[[ Listed entries, beginning ]]

PR #1864, opened 2026-07-20
feat: Prepare use of QIS compiler as a Rust crate

maximilianruesch:


qis-compiler/Cargo.toml
```diff
@@ -30,7 +31,8 @@ tket-qsystem = { path = "../tket-qsystem", version = "0.27.1", features = [
 workspace = true
 
 [features]
-default = []
+default = ["py"]
```
aborgna-q: Given how the `pyo3` build is only required when building with maturin, I think we can make this non-default.

(It's not a breaking change if it was never published as a crate).

aborgna-q (approved):

PR #1870, opened 2026-07-22
feat: Add crate pg-qm-tableau for qubit major Clifford tableaus

yao-cqc:
This PR adds a qubit-major Clifford tableau implementation to `pg-libs`.

# Basic APIs

The tableau provides standard APIs for post-composition, pre-composition, Pauli string conjugation, and inversion.

# `PGTableau` trait

The tableau implements the `PGTableau` trait, allowing it to be used as a backend for `PauliGraph` rewrites. However, not all methods are implemented efficiently, which is acceptable for now since they are not currently used in performance-critical applications. Additionally, the `PGTableau` implementation is not SIMD-enabled.

# `SIMD`

Enabling the `simd` feature provides the `SimdTableau` trait, which exposes SIMD-accelerated implementations of selected tableau methods.

# `pg-ir-kernels-tests` crate

This PR also enables testing for the previously merged `pg-ir-kernels` crate https://github.com/Quantinuum/tket2/pull/1845. I have included it here because it provides examples of how this tableau can be used for rewrites.


pg-libs/pg-qm-tableau/src/lib.rs
```diff
@@ -0,0 +1,2020 @@
...
+    }
+
+    /// Postcompose a single-qubit basis change gate.
+    /// The basis change is specified by a Pauli operator.
+    ///
+    /// # Arguments
+    ///
+    /// * `axis` - The Pauli axis for the basis change (X, Y, or Z)
+    /// * `q` - Index of the qubit to apply the basis change to
+    /// * `dagger` - Whether to apply the inverse (daggered) version of the gate
```
willsimmons1465: Seeing this method in use feels weird because I'd expect `axis=Pauli::Y` to work algebraically similar to `Pauli::X` or `Pauli::Z` in implementing Ry(pi/2), but it subtly sneaks in an extra Pauli to get to a H. I get it from the design of trying to collect the implementations for the gates we have shorthand Ops for, but that is not obvious from the method signature and docstring. Could you make this a bit clearer in the docstring?

pg-libs/pg-qm-tableau/src/converter.rs
```diff
@@ -0,0 +1,660 @@
...
+                        data.get_args()[1],
+                    ),
+                    GateType::SWAP => self.postcompose_swap(data.get_args()[0], data.get_args()[1]),
+                    GateType::RX => {
+                        // TODO not efficient
+                        let mut string = vec![Pauli::I; self.get_n_qubits()];
+                        string[data.get_args()[0]] = Pauli::X;
+                        self.postcompose_op(&Op::Rotation {
+                            data: (RotationData::new(string, data.get_params()[0])),
+                        })
```
willsimmons1465: If you're looking for a more efficient implementation, match the half-pis mod 4 and defer to V, X, Vdg, or nothing.
This might get weirder for RY since RY(pi/2) is not what is implemented by `postcompost_basis_change(Pauli::Y, _)`. More motivation for handling Hadamards separately from pi/2 rotations

pg-libs/pg-qm-tableau/src/converter.rs
```diff
@@ -0,0 +1,660 @@
...
+                    GateType::PHASEDX => {
+                        let alpha = data.get_params()[0];
+                        let beta = data.get_params()[1];
+                        // handle special cases
+                        // if alpha is a multiple of 2pi, then this is identity
+                        if equiv_0(alpha, 2.0) {
+                            return;
+                        }
+                        // if alpha is a multiple of pi and beta is a multiple of pi/4, then this is a Clifford gate
+                        if equiv_0(alpha, 1.0) && equiv_0(beta, 0.25) {
```
willsimmons1465: Since we have already checked `is_clifford(op)`, once we have `equiv_0(alpha, 1.0)` we are guaranteed to have `equiv_0(beta, 0.25)` (since this also holds for all Clifford angles

pg-libs/pg-qm-tableau/src/converter.rs
```diff
@@ -0,0 +1,660 @@
...
+                                .with_params(vec![-beta]),
+                        });
+                        self.postcompose_op(&Op::Gate {
+                            data: GateData::new(GateType::RX, data.get_args().clone())
+                                .with_params(vec![alpha]),
+                        });
+                        self.postcompose_op(&Op::Gate {
+                            data: GateData::new(GateType::RZ, data.get_args().clone())
+                                .with_params(vec![beta]),
+                        });
```
willsimmons1465: At this point, by `is_clifford(op)` and the special cases above, we know `alpha` is an odd number of half-pis, and `beta` is some number of half-pis. Similar to the RX/RY/RZ case, this might then be more efficiently handled by a LUT to select between V/Vdg/RY(pi/2)/RY(-pi/2)

pg-libs/pg-qm-tableau/src/converter.rs
```diff
@@ -0,0 +1,660 @@
...
+impl PGTableau for Tableau {
+    fn eye(n_qubits: usize) -> Self {
+        Tableau::eye(n_qubits)
+    }
+    fn get_n_qubits(&self) -> usize {
+        self.get_n_qubits()
+    }
+    fn x(&self, qubit: usize) -> (Vec<Pauli>, bool) {
+        let (paulis, sign) = self.get_x_col_paulis(qubit);
+        (paulis, !sign)
```
willsimmons1465: I would argue that the `PGTableau` trait should stick with standard conventions for symplectic tableau representations of 0 for +1 and 1 for -1 (matching the relationship between measurement outcomes and eigenvalues). In that case, the negation here would not be needed

pg-libs/pg-qm-tableau/src/lib.rs
```diff
@@ -0,0 +1,2020 @@
...
+                _ => Pauli::Z,
+            };
+            tableau.postcompose_tqe(g0, g1, q0, q1);
+        }
+        tableau
+    }
+
+    /// get a column by index
+    // TODO:  consider reusable scratch buffers for columns to avoid repeated allocations
+    fn get_col(&self, col_index: usize) -> (Vec<u64>, Vec<u64>, bool) {
```
willsimmons1465: As in our previous discussions, the attribution of row/column to image/preimage of a Pauli in a unitary tableau is not always consistent across our works, so it would help to avoid them even as names in code where possible in favour of semantically-relevant terms like image/preimage for unitary tableaus or string/qubit for state tableaus. Likely to cause some developer confusion if others have to debug this later on (i.e. I would personally get confused and be constantly fighting my preconceived notions), but change is very optional here as it only occurs in a class internals and not in the API so not too critical

pg-libs/pg-qm-tableau/src/converter.rs
```diff
@@ -0,0 +1,660 @@
...
+    fn postcompose_tableau(&mut self, other: &Self) {
+        self.compose(other);
+    }
+
+    fn conjugate_string(&self, paulis: &[Pauli]) -> (Vec<Pauli>, bool) {
+        let (z_vec, x_vec) = paulis_to_u64s(paulis);
+        let (new_z_vec, new_x_vec, neg_sign) = self.apply_to_pauli(&z_vec, &x_vec);
+        (
+            u64s_to_paulis(&new_z_vec, &new_x_vec, self.get_n_qubits()),
+            !neg_sign,
```
willsimmons1465: Same preference on sign convention here

pg-libs/pg-qm-tableau/src/converter.rs
```diff
@@ -0,0 +1,660 @@
...
+                row[2 * col_idx + 1] = data.get_x_outputs()[col_idx].0[row_idx];
+            }
+            let (zb_row, xb_row) = paulis_to_u64s(&row);
+            zb_rows.push(zb_row);
+            xb_rows.push(xb_row);
+        }
+        let mut neg_signs = vec![false; 2 * n_qubits];
+        for col_idx in 0..n_qubits {
+            neg_signs[2 * col_idx] = !data.get_z_outputs()[col_idx].1;
+            neg_signs[2 * col_idx + 1] = !data.get_x_outputs()[col_idx].1;
```
willsimmons1465: The API for `TableauData` should probably have a comment that specifies its sign convention

pg-libs/pg-qm-tableau/src/converter.rs
```diff
@@ -0,0 +1,660 @@
...
+
+    #[rstest]
+    #[case(0.0, 0.0)]
+    #[case(2.0, 1.7)]
+    #[case(0.0, 1.7)]
+    #[case(-2.0, 1.7)]
+    #[case(-1.0, 0.5)]
+    #[case(3.0, 0.25)]
+    #[case(1.0, -0.25)]
+    fn test_postcompose_phasedx(#[case] alpha: f64, #[case] beta: f64) {
```
willsimmons1465, line 492: Please add a case with alpha being a non-Pauli angle, i.e. .5 mod 1

pg-libs/pg-qm-tableau/src/lib.rs
```diff
@@ -0,0 +1,2020 @@
...
+        z_res.copy_to_slice(z_chunk0);
+        x_res.copy_to_slice(x_chunk0);
+        let z0x1 = z0 & x1;
+        let x0z1 = z1 & x0;
+        let anti_commute = z0x1 ^ x0z1;
+        let anti_cyclic = (x0z1 & !z0 & !x1) | (z0x1 & (x0 ^ z1));
+        n_anti_commute_sites += anti_commute.count_ones().reduce_sum();
+        n_anti_cyclic_sites += anti_cyclic.count_ones().reduce_sum();
+    }
+    // TODO: Use SIMD for the remaining elements.
```
willsimmons1465, line 154: I think it's fine to commit without SIMD here for now. If we are serious about fixing this, I think it should probably become a GH issue rather than a TODO in code

There are a few other TODOs in this file as well about SIMD/parallelisation

pg-libs/pg-qm-tableau/src/lib.rs
```diff
@@ -0,0 +1,2020 @@
...
+                    x1_col_index,
+                    &zb_x1_col,
+                    &xb_x1_col,
+                    s_x0_col ^ s_x1_col ^ (phase == 2),
+                );
+            }
+            (Pauli::Y, Pauli::Y) => {
+                // z0 <- z0*y1 = iz0*x1*z1
+                let mut zb_z0_col_copy = zb_z0_col.clone();
+                let mut xb_z0_col_copy = xb_z0_col.clone();
```
willsimmons1465: Copies are not needed

y0' = i(x0 * y1) * (z0 * y1) = i x0 * z0 * y1 * y1 = i x0 * z0 = y0

If anything, storing y1 to reuse it between the z0 and x0 updates cuts down one string multiplication, and similarly y0 to reuse it between the z1 and x1 updates for another one.

pg-libs/pg-qm-tableau/src/lib.rs
```diff
@@ -0,0 +1,2020 @@
...
+                0 => Pauli::X,
+                1 => Pauli::Y,
+                _ => Pauli::Z,
+            };
+            let g1 = match rng.random_range(0..3) {
+                0 => Pauli::X,
+                1 => Pauli::Y,
+                _ => Pauli::Z,
+            };
+            tableau.postcompose_tqe(g0, g1, i, i + 1);
```
willsimmons1465: Why does the ladder use pairs of TQE gates here rather than just one TQE per step?

pg-libs/pg-qm-tableau/src/lib.rs
willsimmons1465: Or, given that `postcompose_half_pis` exists, I would prefer using that and providing an explicit `postcompose_h` which handles it separately

pg-libs/pg-qm-tableau/src/lib.rs
```diff
@@ -0,0 +1,2020 @@
...
+        self.postcompose_pauli_with(pauli, q, slice_x_gate, slice_y_gate, slice_z_gate);
+    }
+
+    /// Return image of X on the ith qubit. Negative sign indicates a phase of +1.
+    pub fn get_x_col_paulis(&self, i: usize) -> (Vec<Pauli>, bool) {
+        let res = self.get_col(2 * i + 1);
+        (u64s_to_paulis(&res.0, &res.1, self.n_qubits), res.2)
+    }
+
+    /// Return image of Z on the ith qubit. Negative sign indicates a phase of +1.
```
willsimmons1465: Similar comment on sign conventions. Especially here, "negative sign" meaning +1 is very confusing

pg-libs/pg-qm-tableau/src/lib.rs
```diff
@@ -0,0 +1,2020 @@
...
+    }
+
+    /// Multi-threaded version of apply_to_pauli_with
+    /// the conjugation of z-bits and x-bits, as well as the counting of ys, are done in parallel
+    fn apply_to_pauli_mt_with(
+        &self,
+        zb_pauli: &[u64],
+        xb_pauli: &[u64],
+        string_mul_cols: StringMulFn,
+        string_mul_merge: StringMulFn,
```
willsimmons1465: Both uses of this give identical methods for `string_mul_cols` and `string_mul_merge`. Are you anticipating a situation where we might need them to be separate or could we drop it down to just one?

pg-libs/pg-qm-tableau/src/lib.rs
```diff
@@ -0,0 +1,2020 @@
...
+    /// Return image of Z on the ith qubit. Negative sign indicates a phase of +1.
+    pub fn get_z_col_paulis(&self, i: usize) -> (Vec<Pauli>, bool) {
+        let res = self.get_col(2 * i);
+        (u64s_to_paulis(&res.0, &res.1, self.n_qubits), res.2)
+    }
+}
+
+/// Trait for SIMD operations on Tableau
+#[cfg(feature = "simd")]
+pub trait SimdTableau {
```
willsimmons1465, line 1659: I don't think I get why the SIMD versions need to have a separate interface. Would it not be easier for them to have the same names in the API as non-SIMD variants so we can swap between non-SIMD and SIMD purely with compiler flags and not relying on the programmer changing every call in their code to add/remove `_simd`?

willsimmons1465 (changes requested):
Nice work! Mostly seems pretty much as expected for implementing a tableau data structure. Most of my comments are the usual discussion on conflicting naming/notational conventions and finding ways to phrase the code and API to avoid these becoming issues in the future - for such comments, if you wish to ignore them because this is an internal module that we don't expect users to interact with and should later be replaced by a zixy integration, then feel free to just mark them resolved as appropriate

pg-libs/pg-qm-tableau/src/lib.rs
yao-cqc: I agree that this would provide a cleaner API. However, the current API was chosen mainly to make benchmarking and comparison easier, as the SIMD feature is still very experimental. I plan to do another round of benchmarking and update the library to the latest nightly toolchain. It might be better to revisit this issue once that investigation is complete.

pg-libs/pg-qm-tableau/src/lib.rs
yao-cqc: As mentioned in another thread, the SIMD feature is experimental and needs a broader investigation. These TODOs are therefore not currently planned, and I would prefer to leave them here. There are also some TODOs that are not related to SIMD or parallelisation. I honestly think they are pretty low priority, and we might never need to work on them.

yao-cqc (commented):
Hi Will, thanks for the review. These are genuinely great comments! I’ve tried to address all of them, but please let me know if I’ve missed anything. For reviewing, I think the best approach is to check the commits individually, as a large chunk of the diff is just renaming stuff. The project now uses `image`/`qubit_slice` instead of `column`/`row` when addressing a tableau. Signs are also named more consistently as `sign_bit` and follow the convention that `true` means −1 and `false` means +1.

pg-libs/pg-qm-tableau/src/lib.rs
```diff
@@ -413,70 +413,56 @@ impl Tableau {
...
+                    + x0_phase_new
+                    + 1;
+                // z1 <- z1*y0
+                let z1_phase_new =
+                    (string_mul(&mut zb_z1_col, &mut xb_z1_col, &zb_y0_col, &xb_y0_col)
+                        + z1_phase
+                        + y0_phase)
+                        % 4;
+                self.set_col(z1_col_index, &zb_z1_col, &xb_z1_col, z1_phase_new == 2);
+                // x1 <- x1*y0 = (-iy1*z1)*y0 = -iy1* (z1*y0)
```
willsimmons1465, line 456: Just to check my understanding here, is the reason why we can't just do `x1 <- x1*y0` directly because `let mut <P>b_y1_col = <P>b_x1_col;` doesn't copy the data of `x1` but instead moves/renames it, and therefore `<P>b_x1_col` is out of scope at this point?

willsimmons1465 (approved):
Excellent, thanks for the clean split of changes across commits as well. Looks good to go!

maximilianruesch:
I will take a look at this PR soon!

maximilianruesch (approved):
The change in `.github` is fine for me. The changes in `pg-libs` have been reviewed by @Quantinuum/pg-libs, and are specifically due for refactoring and reassembly once integration is done 🫡

pg-libs/pg-qm-tableau/src/lib.rs
yao-cqc: exactly, it’s just to avoid cloning x1.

[[ Listed entries, end ]]

- **What the exercise asks**:
Once the line containing "aborgna-q: Given how" has been retyped, stop. Begin at the first line of the material and reproduce every line up to it exactly.

- **Task output**:
PR #1864, opened 2026-07-20
feat: Prepare use of QIS compiler as a Rust crate

maximilianruesch:


qis-compiler/Cargo.toml
```diff
@@ -30,7 +31,8 @@ tket-qsystem = { path = "../tket-qsystem", version = "0.27.1", features = [
 workspace = true
 
 [features]
-default = []
+default = ["py"]
```
aborgna-q: Given how the `pyo3` build is only required when building with maturin, I think we can make this non-default.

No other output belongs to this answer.